(Exercise brief): Write out, word for word, every line in the data below from the one containing "Actual: the status" to the one containing "this work only", both of them included.

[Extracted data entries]
────────────────────────────────────────
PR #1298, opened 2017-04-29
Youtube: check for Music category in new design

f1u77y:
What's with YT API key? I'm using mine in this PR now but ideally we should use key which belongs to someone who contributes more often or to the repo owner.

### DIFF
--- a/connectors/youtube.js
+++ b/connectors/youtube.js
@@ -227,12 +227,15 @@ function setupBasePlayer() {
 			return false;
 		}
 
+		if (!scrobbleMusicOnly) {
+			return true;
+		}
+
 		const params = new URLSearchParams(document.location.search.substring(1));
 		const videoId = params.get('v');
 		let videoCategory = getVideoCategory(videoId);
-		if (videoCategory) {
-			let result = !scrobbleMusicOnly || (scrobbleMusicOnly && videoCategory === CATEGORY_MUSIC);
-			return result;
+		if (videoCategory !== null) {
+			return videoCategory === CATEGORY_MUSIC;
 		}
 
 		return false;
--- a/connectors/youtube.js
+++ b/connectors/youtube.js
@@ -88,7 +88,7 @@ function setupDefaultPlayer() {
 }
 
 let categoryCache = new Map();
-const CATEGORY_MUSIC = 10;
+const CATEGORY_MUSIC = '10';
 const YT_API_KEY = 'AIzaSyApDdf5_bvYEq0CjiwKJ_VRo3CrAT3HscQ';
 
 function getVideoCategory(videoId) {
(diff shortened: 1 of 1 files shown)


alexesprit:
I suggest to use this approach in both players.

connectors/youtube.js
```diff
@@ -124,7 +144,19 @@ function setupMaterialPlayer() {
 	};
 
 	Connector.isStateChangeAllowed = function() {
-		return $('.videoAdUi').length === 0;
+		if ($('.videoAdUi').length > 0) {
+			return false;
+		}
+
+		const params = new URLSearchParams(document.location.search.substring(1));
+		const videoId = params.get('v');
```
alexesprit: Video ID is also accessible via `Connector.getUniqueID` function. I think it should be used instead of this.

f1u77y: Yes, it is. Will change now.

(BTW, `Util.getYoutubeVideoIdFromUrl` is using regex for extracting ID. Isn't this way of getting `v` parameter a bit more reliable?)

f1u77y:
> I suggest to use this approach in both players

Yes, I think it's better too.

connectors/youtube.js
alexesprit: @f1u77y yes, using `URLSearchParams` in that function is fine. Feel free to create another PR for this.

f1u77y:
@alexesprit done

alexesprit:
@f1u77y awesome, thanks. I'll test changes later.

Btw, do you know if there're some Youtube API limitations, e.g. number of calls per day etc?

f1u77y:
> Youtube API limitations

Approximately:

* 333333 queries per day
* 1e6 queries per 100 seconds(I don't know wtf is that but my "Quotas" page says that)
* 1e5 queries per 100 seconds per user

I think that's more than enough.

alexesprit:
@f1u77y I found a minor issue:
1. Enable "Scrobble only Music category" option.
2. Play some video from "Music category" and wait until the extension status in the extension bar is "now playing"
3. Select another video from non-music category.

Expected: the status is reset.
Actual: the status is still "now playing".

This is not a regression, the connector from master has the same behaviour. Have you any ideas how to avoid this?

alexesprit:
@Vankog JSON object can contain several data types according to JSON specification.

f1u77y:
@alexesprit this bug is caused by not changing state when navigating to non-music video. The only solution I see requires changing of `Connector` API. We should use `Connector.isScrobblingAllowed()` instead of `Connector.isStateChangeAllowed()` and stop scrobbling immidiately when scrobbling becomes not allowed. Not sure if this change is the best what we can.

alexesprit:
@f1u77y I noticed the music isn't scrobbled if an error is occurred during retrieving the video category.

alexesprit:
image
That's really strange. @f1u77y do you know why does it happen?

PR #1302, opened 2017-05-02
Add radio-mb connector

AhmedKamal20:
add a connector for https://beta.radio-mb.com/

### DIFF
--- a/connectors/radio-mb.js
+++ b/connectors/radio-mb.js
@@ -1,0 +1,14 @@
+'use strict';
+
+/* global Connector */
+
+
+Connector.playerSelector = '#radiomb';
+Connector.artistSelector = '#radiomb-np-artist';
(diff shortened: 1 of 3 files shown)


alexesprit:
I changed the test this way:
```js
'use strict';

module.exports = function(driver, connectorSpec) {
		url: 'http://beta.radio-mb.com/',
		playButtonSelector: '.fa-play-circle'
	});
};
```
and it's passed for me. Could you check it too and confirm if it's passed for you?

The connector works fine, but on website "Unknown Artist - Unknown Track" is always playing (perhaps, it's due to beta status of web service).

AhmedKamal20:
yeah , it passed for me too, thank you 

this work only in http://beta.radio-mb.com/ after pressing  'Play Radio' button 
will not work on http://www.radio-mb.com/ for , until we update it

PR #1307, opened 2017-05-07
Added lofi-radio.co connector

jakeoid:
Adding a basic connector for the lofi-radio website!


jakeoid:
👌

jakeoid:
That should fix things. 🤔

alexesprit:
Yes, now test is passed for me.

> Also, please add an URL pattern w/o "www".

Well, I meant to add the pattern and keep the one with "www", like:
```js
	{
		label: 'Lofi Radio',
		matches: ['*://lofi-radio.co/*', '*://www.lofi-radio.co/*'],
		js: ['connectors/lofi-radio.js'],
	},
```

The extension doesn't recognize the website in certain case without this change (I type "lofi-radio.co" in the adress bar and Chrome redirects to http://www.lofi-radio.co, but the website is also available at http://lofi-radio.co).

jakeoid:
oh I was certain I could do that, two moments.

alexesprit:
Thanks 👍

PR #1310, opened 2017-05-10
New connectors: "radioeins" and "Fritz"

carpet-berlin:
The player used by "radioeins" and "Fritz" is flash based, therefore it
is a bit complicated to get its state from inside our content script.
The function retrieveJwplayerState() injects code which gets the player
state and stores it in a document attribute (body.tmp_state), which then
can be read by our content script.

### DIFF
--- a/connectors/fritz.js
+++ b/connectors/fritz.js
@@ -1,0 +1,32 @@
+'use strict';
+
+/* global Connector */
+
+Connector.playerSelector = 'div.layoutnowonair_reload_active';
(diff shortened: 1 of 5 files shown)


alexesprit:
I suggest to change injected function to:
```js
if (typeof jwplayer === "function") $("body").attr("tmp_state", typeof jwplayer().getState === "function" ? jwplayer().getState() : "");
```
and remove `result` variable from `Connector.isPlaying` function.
────────────────────────────────────────
(Answer for the task):
Actual: the status is still "now playing".

This is not a regression, the connector from master has the same behaviour. Have you any ideas how to avoid this?

alexesprit:
@Vankog JSON object can contain several data types according to JSON specification.

f1u77y:
@alexesprit this bug is caused by not changing state when navigating to non-music video. The only solution I see requires changing of `Connector` API. We should use `Connector.isScrobblingAllowed()` instead of `Connector.isStateChangeAllowed()` and stop scrobbling immidiately when scrobbling becomes not allowed. Not sure if this change is the best what we can.

alexesprit:
@f1u77y I noticed the music isn't scrobbled if an error is occurred during retrieving the video category.

alexesprit:
image
That's really strange. @f1u77y do you know why does it happen?

PR #1302, opened 2017-05-02
Add radio-mb connector

AhmedKamal20:
add a connector for https://beta.radio-mb.com/

### DIFF
--- a/connectors/radio-mb.js
+++ b/connectors/radio-mb.js
@@ -1,0 +1,14 @@
+'use strict';
+
+/* global Connector */
+
+
+Connector.playerSelector = '#radiomb';
+Connector.artistSelector = '#radiomb-np-artist';
(diff shortened: 1 of 3 files shown)


alexesprit:
I changed the test this way:
```js
'use strict';

module.exports = function(driver, connectorSpec) {
		url: 'http://beta.radio-mb.com/',
		playButtonSelector: '.fa-play-circle'
	});
};
```
and it's passed for me. Could you check it too and confirm if it's passed for you?

The connector works fine, but on website "Unknown Artist - Unknown Track" is always playing (perhaps, it's due to beta status of web service).

AhmedKamal20:
yeah , it passed for me too, thank you 

this work only in http://beta.radio-mb.com/ after pressing  'Play Radio' button 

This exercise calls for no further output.